– Рыжий черт, – сказал, смеясь, Долинский. Даша отбросила свои волосы от его лица и проговорила:
– Да вы-таки и черт какой-то.
Долинский сидел смирнехонько и ничего не ответил; Дора, молча, смотрела в сторону и, резко повернувшись лицом к Долинскому, спросила:
– Нестор Игнатьич! А что вам говорят теперь ваши предчувствия? Успокоились они, или нет?
– Это всегда остается одним и тем же.
– Ай, как это дурно!
– Что это вас так обходит?
– Да так, я тоже начинаю верить в предчувствия; боюсь за вас, что вы, пожалуй, чего доброго, не доедете до Петербурга.
– Ну, этого-то, полагаю, не случится.
– Почем знать! Олегова змея дождалась его в лошадином черепе: так, может быть, и ваша откуда-нибудь вдруг выползет.
– Буду уходить.
– Хорошо как успеете! Вы помните, как змеи смотрят на зайцев? Те, может быть, и хотели бы уйти, да не могут. – А скажите, пожалуйста, кстати: правда это, что зайца можно выучить барабанить?

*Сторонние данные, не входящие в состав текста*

PR #3614, opened 2015-04-16
CLC-5066 - Misc bug fixes

redconfetti:
https://jira.ets.berkeley.edu/jira/browse/CLC-5066

### DIFF
--- a/src/assets/templates/canvas_embedded/course_grade_export.html
+++ b/src/assets/templates/canvas_embedded/course_grade_export.html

– Правда; я сам видел, как заяц барабанил.
– Будто! Будто вы это сами видели! – спросила Дорушка с явной насмешкой.
– Да, сам видел, и это гораздо менее удивительно, чем то, что вы теперь без всякой причины злитесь и придираетесь.
– Нет, мне только смешно, что вы меня так серьезно уверяете, что зайцы могут бить на барабане, тогда как я знаю зайца, который умел алгебру делать. Ну-с, чей же замечательнее? – окончила она, пристально взглянув на Долинского.
– Ваш, без всякого сомнения, – отвечал Нестор Игнатьевич.
– Вы так думаете, или вы это наверно знаете?
– Дарья Михайловна, ну что за смешной разговор такой между нами!
Даша страшно побледнела; глаза ее загорелись своим грозным блеском; она еще пристальнее вперила свой взгляд в глаза Долинского и медленно, с расстановкой за каждым словом, проговорила:
– Когда А любит Б, а Б любит С, и С любит Б, что этому С делать?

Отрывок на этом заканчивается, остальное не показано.